*TASK DESCRIPTION:* Produce an exact transcription of every entry.

________

PR #173, opened 2020-02-18
add related products

Qrzy:


packages/core/theme-module/theme/components/RelatedProducts.vue
```diff
@@ -0,0 +1,75 @@
...
+
+  props: {
+    title: String,
+    product: Object,
+  },
+
+  setup({ product }) {
+    const { products, search, loading, error } = useProduct();
+    const categories = computed(() => product ? getProductCategories(product) : [])
+    const displayProducts = computed(() => getProductVariants(products.value, { masters: true }).filter(prod => getProductId(prod) !== getProductId(product)))
```
andrzejewsky, line 54: It might be useful to hide this filtering inside of the `getProductVariant` helper, eg. we can introduce another parameter eg. `exclude: { id }` and `exclude` means just array.filter. @filrak what do you think?

packages/core/theme-module/theme/pages/Product.vue
```diff
@@ -168,36 +168,11 @@
...
-            class="product-card"
-          />
-        </SfCarouselItem>
-      </SfCarousel>
-    </SfSection>
+    <RelatedProducts
+      v-if="product"
+      :product="product"
+      title="Match it with"
+    />
```
andrzejewsky, line 175: short explanations for the rest of the team: I suggested to display just one section of related products instead of two because we had no idea what to display, what searching criteria we can use - the first section displays just products from the same category as a product you visited

andrzejewsky (changes requested):

packages/commercetools/helpers/src/index.ts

________

*ANSWER TO THE PROBLEM:*
PR #173, opened 2020-02-18
add related products

Qrzy:


packages/core/theme-module/theme/components/RelatedProducts.vue
```diff
@@ -0,0 +1,75 @@
...
+
+  props: {
+    title: String,
+    product: Object,
+  },
+
+  setup({ product }) {
+    const { products, search, loading, error } = useProduct();
+    const categories = computed(() => product ? getProductCategories(product) : [])
+    const displayProducts = computed(() => getProductVariants(products.value, { masters: true }).filter(prod => getProductId(prod) !== getProductId(product)))
```
andrzejewsky, line 54: It might be useful to hide this filtering inside of the `getProductVariant` helper, eg. we can introduce another parameter eg. `exclude: { id }` and `exclude` means just array.filter. @filrak what do you think?

packages/core/theme-module/theme/pages/Product.vue
```diff
@@ -168,36 +168,11 @@
...
-            class="product-card"
-          />
-        </SfCarouselItem>
-      </SfCarousel>
-    </SfSection>
+    <RelatedProducts
+      v-if="product"
+      :product="product"
+      title="Match it with"
+    />
```
andrzejewsky, line 175: short explanations for the rest of the team: I suggested to display just one section of related products instead of two because we had no idea what to display, what searching criteria we can use - the first section displays just products from the same category as a product you visited

andrzejewsky (changes requested):

packages/commercetools/helpers/src/index.ts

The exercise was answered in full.